(Saved data entries)

::::::::

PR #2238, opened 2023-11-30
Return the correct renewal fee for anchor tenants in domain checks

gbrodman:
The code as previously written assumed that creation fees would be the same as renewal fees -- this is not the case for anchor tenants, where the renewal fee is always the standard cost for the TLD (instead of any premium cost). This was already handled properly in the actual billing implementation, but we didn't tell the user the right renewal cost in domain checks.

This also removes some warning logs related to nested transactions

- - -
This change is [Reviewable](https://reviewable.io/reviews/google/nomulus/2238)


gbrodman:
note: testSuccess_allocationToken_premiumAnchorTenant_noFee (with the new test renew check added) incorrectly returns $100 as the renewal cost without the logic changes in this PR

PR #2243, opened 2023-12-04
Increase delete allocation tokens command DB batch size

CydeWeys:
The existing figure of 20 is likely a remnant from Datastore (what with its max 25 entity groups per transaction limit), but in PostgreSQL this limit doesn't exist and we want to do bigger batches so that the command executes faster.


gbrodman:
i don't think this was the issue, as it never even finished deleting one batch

::::::::

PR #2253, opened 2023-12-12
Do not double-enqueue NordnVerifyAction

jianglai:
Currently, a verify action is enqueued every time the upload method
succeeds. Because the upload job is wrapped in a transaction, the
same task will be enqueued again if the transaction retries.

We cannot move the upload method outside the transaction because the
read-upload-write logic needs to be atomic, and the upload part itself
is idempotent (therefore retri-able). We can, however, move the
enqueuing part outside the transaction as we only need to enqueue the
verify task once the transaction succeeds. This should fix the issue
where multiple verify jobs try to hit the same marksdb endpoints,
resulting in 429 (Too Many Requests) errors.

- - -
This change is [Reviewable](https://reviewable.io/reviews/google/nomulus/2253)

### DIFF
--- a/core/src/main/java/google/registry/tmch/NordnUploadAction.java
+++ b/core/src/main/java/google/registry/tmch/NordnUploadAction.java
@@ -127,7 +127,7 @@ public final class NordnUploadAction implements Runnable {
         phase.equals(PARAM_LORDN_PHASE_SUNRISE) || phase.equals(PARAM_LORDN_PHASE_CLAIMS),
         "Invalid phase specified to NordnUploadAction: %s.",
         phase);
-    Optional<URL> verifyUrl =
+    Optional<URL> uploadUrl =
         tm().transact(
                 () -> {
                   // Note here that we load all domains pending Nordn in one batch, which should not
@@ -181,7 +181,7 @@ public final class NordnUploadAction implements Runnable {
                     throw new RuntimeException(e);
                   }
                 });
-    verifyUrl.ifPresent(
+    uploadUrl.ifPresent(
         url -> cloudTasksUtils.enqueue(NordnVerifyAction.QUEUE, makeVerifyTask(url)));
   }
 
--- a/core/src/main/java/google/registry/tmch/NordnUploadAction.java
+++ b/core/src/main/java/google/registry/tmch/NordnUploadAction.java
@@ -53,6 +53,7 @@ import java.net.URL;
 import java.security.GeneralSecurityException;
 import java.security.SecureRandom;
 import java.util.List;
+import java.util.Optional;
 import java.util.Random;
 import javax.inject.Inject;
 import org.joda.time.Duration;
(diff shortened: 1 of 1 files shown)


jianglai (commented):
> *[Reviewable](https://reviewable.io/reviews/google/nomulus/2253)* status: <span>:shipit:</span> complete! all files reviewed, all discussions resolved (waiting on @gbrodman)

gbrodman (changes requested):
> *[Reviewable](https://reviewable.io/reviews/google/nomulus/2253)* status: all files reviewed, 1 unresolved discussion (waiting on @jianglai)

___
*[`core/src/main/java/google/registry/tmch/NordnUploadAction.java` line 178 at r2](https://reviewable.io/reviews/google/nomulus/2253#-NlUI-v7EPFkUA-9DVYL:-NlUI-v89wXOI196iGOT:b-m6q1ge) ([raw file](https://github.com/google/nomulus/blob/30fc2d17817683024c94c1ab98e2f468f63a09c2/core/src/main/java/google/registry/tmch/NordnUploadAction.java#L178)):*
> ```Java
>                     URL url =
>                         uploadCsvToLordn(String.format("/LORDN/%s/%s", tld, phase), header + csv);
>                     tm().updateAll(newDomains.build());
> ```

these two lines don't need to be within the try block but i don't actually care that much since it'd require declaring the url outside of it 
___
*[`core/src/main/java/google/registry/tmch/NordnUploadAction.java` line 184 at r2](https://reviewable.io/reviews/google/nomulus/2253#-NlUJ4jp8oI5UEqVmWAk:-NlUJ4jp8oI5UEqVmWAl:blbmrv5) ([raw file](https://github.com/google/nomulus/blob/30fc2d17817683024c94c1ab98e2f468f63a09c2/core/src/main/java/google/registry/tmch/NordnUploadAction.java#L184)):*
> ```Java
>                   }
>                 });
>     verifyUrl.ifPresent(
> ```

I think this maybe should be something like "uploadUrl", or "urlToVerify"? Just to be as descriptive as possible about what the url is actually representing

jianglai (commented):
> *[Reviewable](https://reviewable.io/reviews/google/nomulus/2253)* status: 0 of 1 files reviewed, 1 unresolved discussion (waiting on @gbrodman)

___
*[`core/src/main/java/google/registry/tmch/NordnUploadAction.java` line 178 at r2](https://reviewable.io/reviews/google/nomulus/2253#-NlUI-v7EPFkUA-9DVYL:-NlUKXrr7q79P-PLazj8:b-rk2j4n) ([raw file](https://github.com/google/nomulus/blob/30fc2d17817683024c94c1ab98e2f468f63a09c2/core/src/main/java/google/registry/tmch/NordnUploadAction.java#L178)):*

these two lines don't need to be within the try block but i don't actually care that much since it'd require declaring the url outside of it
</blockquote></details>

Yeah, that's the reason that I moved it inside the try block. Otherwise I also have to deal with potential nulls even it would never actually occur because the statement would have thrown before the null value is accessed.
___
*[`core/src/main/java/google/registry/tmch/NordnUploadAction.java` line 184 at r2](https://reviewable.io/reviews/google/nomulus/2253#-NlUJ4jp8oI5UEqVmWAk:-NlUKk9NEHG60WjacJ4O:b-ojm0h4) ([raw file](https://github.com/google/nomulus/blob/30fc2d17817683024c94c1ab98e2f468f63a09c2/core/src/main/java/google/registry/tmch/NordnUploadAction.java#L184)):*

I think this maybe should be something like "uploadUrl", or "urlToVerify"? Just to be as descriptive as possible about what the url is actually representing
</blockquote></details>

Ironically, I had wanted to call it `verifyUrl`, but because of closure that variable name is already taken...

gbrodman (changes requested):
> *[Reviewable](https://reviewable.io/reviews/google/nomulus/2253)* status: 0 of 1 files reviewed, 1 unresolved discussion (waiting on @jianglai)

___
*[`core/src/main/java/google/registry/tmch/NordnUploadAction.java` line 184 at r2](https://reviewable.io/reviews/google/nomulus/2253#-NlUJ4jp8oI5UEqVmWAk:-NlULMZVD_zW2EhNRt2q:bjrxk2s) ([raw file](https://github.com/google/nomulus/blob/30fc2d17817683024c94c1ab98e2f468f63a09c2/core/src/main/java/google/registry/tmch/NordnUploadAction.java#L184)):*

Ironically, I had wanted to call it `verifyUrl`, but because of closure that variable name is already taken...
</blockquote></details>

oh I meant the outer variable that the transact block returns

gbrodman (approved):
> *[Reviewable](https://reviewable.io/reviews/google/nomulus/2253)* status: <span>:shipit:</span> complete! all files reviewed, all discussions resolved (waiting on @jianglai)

::::::::

▶ What to produce:
Take the entries above and return only the lines from the one with "PR #2238, opened 2023-11-30" to the one with "i don't think", both included, unchanged.

▶ Response below:
PR #2238, opened 2023-11-30
Return the correct renewal fee for anchor tenants in domain checks

gbrodman:
The code as previously written assumed that creation fees would be the same as renewal fees -- this is not the case for anchor tenants, where the renewal fee is always the standard cost for the TLD (instead of any premium cost). This was already handled properly in the actual billing implementation, but we didn't tell the user the right renewal cost in domain checks.

This also removes some warning logs related to nested transactions

- - -
This change is [Reviewable](https://reviewable.io/reviews/google/nomulus/2238)


gbrodman:
note: testSuccess_allocationToken_premiumAnchorTenant_noFee (with the new test renew check added) incorrectly returns $100 as the renewal cost without the logic changes in this PR

PR #2243, opened 2023-12-04
Increase delete allocation tokens command DB batch size

CydeWeys:
The existing figure of 20 is likely a remnant from Datastore (what with its max 25 entity groups per transaction limit), but in PostgreSQL this limit doesn't exist and we want to do bigger batches so that the command executes faster.


gbrodman:
i don't think this was the issue, as it never even finished deleting one batch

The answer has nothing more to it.